Abstract

Infectious complications remain the most significant cause for morbidity in pediatric patients receiving chronic peritoneal dialysis (PD). Although prophylactic measures have led to improved results in some centers, the frequency of peritonitis in children on PD continues to exceed that seen in adults, and peritonitis remains the most common reason for changing dialysis modality in children (1,2). The serious nature of this infection led to the creation and publication in 2000 of the Consensus Guidelines for the Treatment of Peritonitis in Pediatric Patients Receiving Peritoneal Dialysis (3), under the auspices of the International Society for Peritoneal Dialysis (ISPD). Those largely opinion-based guidelines were composed by an international committee of experts in the field of pediatric dialysis and served as the first such set of recommendations specific to the pediatric PD population. After the publication of those guidelines, the International Pediatric Peritoneal Dialysis Registry (IPPR) was established to support evaluations of the impact of implementing the guidelines on a global basis and to collect data to serve as evidence upon which future guidelines could be based. Data generated from 501 episodes of peritonitis were collected by the IPPR and serve as a foundation for many of the recommendations made in the present publication (4,5).
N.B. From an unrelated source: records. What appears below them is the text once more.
PR #931, opened 2020-11-19
docs: fix alignment in cuda/hip policy table

balos1:
The cuda/hip policy table does not render in the current version of the documentation. This PR fixes a misaligned entry in the cuda/hip policy table so that it renders.


artv3 (approved):

rhornung67 (approved):
Thanks!

PR #939, opened 2021-01-05
Allow RAJA to build as a shared library on Windows

liu15:
- This PR is a bugfix that allows RAJA to build as a shared library on Windows


include/RAJA/util/Registry.hpp
```diff
@@ -86,7 +86,7 @@ namespace util {
 
     // begin is not defined here in order to avoid usage of an undefined static
     // data member, instead it's instantiated by RAJA_INSTANTIATE_REGISTRY.
-    static iterator begin();
+    static RAJASHAREDDLL_API iterator begin();
```
rhornung67, line 89: Are these the only places that we will have to add this macro? Or, will new locations pop up based on usage?

liu15: I'm not entirely sure.  It should not be needed for anything that is inlined.

trws:
This is... kinda dangerous. Why is it desirable to build it as a DLL rather than a static library on windows?  On linux and other unices it doesn't really matter, but on Windows this could mean ending up with multiple independent copies of raja in the same process, and might violate some of our synchronization guarantees.  That's a danger on Windows no matter what we do I suppose, since it could get embedded in other DLLs anyway, but what's the end goal of adding this functionality?

liu15:
The ALE3D Windows build uses shared libraries heavily (it is a bit idiosyncratic) in order to reduce the executable size (the ALE3D executable is huge).  Some of the libraries that depend on RAJA are therefore shared, requiring RAJA to be shared.

I'm not clear how linking this as a shared library results in multiple independent copies on the same process (or is this if you use dlopen to open the library?).

trws:
Every DLL is effectively (for language definition purposes) an independent application, as long as all libraries load the same raja DLL, you get one.  If any of them load a different one, different compile or version or what have you, they will both be loaded separately.  That's just how the windows linking model works, and part of how they provide ABI stability the way they do.  Usually it's convenient, but in some cases it's dangerous for anything that relies on global state.

It would actually link just fine statically into multiple DLLs, but it would make the result slightly larger and might cause the problem I was just mentioning.  If you need this, I'm fine with it, but I'd strongly prefer it be built into the cmake setup as described in an old article [here](https://blog.kitware.com/create-dlls-on-windows-without-declspec-using-new-cmake-export-all-feature/) until and unless we actually go through and do symbol visibility markings for all platforms, or otherwise generate an export table or similar.  Trying to do it piecemeal is likely to cause a long process of whack-a-mole adding symbols as cases pop up downstream.

liu15:
We do need this right now and I would prefer not having to patch the official RAJA releases any more than we need to.  Unfortunately, our Windows build does not currently automatically use cmake :( 

We hope to get to that eventually, but we have a long ways to go.

davidbeckingsale:
This was discussed at the RAJA developer meeting - I think we should proceed with merging this PR, and then transition to using CMake's builtin support. This is already how we support shared Windows builds in Umpire, and I believe Axom has taken the same path.

trws:
Ok, if we want to take this, I’d call it not officially supported 
(yet) but take it if the macro is made to work (or at least named) 
portably.  Make it something like `RAJA_EXPORT` and give it the 
visibility attribute on gcc-like platforms.  That’ll be the start of 
what we need to do to do it right longer-term anyway, so may as well.

rhornung67:
It sounds like we've reached some level of detente with this. I just merged the latest changes to develop into the branch so it's consistent. @trws and @davidbeckingsale are you OK with merging this after CI checks pass?

trws:
I'd prefer a rename on the macro, but if that has to wait or helps get ALE3d moving it can wait.

liu15:
We are currently patching an older version of RAJA.  I am planning on updating RAJA in the near future and I can adjust to whatever you guys decide.

davidbeckingsale (approved):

As with the earlier publication, an international group of experts consisting of pediatric nephrologists, a pediatric dialysis nurse, and a pediatric infectious disease specialist collaborated in the effort. Committee discussions took place face-to-face, during conference calls, and by e-mail. The strength of each guideline statement is graded as Level 1 or 2, or Not Graded, and the quality of the supporting evidence as A, B, C, or D in accordance with the rating scheme used in the KDIGO (Kidney Disease: Improving Global Outcomes) Clinical Practice Guideline for the Care of the Kidney Transplant Recipient (6). Table 1 describes the scheme. TABLE 1 Guideline Rating Scheme Finally, wherever possible, efforts were made to achieve harmonization between the recently published adult treatment recommendations and those designed for children (7). In addition, supporting information (for example, reporting of peritonitis rates, definitions) that is included in the publication pertaining to adults and that is equally applicable to pediatric populations was included in the present publication.